┌─ Given information

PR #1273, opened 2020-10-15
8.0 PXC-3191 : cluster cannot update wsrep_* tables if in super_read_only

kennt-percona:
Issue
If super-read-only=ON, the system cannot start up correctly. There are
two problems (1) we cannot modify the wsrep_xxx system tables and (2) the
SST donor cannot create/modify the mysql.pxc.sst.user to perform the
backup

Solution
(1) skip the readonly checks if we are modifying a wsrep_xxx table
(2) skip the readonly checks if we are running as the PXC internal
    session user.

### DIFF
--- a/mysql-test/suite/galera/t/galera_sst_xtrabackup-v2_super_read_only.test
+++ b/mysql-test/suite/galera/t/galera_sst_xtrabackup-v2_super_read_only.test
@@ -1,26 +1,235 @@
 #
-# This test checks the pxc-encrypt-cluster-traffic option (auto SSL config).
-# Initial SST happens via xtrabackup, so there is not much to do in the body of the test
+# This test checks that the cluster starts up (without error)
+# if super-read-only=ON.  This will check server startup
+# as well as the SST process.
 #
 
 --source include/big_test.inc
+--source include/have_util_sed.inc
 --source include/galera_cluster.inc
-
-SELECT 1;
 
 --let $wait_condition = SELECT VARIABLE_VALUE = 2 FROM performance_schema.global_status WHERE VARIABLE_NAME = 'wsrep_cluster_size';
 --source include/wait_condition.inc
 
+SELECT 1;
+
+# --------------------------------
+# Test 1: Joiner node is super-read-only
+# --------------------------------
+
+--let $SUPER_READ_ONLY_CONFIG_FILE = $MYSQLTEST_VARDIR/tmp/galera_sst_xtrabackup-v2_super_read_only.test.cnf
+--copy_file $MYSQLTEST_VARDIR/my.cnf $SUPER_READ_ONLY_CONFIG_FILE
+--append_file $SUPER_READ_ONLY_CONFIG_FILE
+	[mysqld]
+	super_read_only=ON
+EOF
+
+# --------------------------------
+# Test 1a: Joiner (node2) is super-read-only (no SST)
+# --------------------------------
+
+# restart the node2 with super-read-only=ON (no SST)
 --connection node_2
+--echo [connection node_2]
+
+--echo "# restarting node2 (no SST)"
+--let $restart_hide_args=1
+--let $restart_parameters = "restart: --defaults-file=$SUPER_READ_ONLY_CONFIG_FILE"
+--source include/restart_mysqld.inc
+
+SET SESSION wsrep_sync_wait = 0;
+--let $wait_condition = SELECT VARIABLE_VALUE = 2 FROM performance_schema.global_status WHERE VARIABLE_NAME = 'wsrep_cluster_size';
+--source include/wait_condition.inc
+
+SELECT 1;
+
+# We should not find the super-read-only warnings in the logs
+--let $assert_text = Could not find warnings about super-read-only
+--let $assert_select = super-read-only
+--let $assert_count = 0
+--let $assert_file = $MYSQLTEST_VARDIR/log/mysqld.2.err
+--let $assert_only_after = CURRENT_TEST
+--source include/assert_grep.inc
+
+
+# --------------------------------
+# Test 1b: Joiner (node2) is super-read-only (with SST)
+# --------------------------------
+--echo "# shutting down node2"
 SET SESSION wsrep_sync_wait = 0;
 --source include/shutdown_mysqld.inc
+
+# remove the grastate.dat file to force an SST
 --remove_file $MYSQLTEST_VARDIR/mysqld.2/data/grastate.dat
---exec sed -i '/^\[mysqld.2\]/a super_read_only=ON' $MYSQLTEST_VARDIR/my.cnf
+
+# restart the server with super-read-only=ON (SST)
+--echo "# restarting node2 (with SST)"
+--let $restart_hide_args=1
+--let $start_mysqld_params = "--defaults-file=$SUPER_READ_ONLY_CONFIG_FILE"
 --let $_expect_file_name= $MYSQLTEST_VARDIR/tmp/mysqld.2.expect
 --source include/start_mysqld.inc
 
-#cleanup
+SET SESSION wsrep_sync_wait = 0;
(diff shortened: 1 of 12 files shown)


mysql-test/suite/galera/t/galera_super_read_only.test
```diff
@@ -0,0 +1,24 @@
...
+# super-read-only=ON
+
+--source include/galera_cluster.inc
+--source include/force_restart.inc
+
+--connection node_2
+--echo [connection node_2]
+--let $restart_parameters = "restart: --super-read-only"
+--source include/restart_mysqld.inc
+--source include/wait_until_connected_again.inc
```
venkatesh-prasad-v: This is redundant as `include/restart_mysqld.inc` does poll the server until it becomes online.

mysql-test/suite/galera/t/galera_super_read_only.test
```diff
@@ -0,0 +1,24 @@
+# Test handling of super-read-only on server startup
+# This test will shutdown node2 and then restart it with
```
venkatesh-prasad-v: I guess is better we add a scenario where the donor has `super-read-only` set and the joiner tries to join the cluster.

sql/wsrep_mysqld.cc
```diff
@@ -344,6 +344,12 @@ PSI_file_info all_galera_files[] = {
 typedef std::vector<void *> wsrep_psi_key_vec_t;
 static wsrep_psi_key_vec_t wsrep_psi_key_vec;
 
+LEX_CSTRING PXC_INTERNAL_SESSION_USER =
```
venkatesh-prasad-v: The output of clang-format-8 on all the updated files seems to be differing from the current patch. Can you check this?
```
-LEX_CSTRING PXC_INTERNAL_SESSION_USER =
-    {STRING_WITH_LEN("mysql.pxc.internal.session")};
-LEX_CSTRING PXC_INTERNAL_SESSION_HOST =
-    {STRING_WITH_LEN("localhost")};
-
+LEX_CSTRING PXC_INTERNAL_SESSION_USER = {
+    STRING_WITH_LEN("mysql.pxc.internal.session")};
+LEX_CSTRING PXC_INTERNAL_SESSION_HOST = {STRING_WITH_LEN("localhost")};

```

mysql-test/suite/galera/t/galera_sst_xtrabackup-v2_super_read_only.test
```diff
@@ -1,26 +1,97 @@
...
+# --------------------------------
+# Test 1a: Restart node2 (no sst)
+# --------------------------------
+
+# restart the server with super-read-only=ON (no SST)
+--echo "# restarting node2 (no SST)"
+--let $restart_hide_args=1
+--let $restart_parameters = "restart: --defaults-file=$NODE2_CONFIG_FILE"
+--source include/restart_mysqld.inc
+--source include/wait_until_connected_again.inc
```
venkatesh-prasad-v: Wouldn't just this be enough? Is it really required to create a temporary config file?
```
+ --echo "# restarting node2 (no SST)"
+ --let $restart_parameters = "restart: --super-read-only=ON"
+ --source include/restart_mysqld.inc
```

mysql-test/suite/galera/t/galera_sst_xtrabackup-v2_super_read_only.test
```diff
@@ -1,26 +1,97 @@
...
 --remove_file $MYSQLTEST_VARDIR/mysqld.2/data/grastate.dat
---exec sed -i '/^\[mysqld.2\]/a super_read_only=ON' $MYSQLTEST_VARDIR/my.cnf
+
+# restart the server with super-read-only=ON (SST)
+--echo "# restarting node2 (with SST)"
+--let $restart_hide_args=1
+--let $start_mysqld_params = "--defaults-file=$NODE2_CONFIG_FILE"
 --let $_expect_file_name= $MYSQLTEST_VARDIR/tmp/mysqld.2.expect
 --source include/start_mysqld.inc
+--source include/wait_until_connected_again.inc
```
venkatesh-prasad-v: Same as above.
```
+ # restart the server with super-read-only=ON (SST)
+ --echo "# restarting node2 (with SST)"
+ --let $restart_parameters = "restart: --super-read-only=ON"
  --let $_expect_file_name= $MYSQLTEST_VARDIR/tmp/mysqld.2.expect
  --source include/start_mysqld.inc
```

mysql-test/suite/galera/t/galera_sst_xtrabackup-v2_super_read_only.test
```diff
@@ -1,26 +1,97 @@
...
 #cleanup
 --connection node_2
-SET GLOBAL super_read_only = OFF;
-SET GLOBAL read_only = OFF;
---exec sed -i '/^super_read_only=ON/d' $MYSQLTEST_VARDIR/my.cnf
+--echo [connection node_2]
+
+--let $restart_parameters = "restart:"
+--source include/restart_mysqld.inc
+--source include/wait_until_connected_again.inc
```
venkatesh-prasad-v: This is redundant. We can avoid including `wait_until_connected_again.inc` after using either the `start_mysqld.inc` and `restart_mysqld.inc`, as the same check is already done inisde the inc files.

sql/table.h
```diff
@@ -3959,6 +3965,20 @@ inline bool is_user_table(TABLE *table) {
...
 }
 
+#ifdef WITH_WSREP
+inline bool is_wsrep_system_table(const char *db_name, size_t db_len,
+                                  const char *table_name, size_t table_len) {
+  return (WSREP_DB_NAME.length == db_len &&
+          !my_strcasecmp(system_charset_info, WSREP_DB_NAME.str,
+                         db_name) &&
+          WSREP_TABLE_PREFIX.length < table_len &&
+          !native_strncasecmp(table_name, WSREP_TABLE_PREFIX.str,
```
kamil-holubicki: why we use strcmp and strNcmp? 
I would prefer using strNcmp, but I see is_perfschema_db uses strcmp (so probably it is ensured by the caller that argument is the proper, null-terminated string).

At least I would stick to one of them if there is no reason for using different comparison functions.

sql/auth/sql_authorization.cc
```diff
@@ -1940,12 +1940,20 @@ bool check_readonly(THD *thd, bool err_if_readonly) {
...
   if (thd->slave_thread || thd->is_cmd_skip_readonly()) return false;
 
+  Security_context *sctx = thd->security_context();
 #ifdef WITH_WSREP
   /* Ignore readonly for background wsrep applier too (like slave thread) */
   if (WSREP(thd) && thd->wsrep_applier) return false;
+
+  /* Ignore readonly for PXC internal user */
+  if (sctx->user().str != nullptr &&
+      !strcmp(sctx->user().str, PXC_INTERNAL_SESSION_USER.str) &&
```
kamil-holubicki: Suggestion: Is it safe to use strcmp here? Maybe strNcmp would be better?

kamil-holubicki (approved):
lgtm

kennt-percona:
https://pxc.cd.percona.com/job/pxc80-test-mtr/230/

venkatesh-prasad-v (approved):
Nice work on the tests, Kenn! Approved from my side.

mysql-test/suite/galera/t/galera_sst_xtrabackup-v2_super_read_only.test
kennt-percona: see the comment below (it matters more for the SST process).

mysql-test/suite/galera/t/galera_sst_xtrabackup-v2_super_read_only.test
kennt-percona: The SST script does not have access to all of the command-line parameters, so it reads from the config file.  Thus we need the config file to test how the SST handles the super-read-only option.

└─

**Task description:**
Say, as a bare number, how many lines of the data hold the string "better".

**Reply to the exercise:**
2